PR #136, opened 2017-09-06
Lint and warning fixes

drigz:
I haven't been able to test this as I get the following error with bazel 0.5.3:

```
ERROR: error loading package 'bazel-buildtools/external/bazel_tools/tools/jdk': Extension file not found. Unable to load package for '//tools/jdk:alias_rules.bzl': BUILD file not found on package path
```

**Problem to work on**
Extract every record and return it verbatim.

**Task answer**
PR #136, opened 2017-09-06
Lint and warning fixes

drigz:
I haven't been able to test this as I get the following error with bazel 0.5.3:

```
ERROR: error loading package 'bazel-buildtools/external/bazel_tools/tools/jdk': Extension file not found. Unable to load package for '//tools/jdk:alias_rules.bzl': BUILD file not found on package path
```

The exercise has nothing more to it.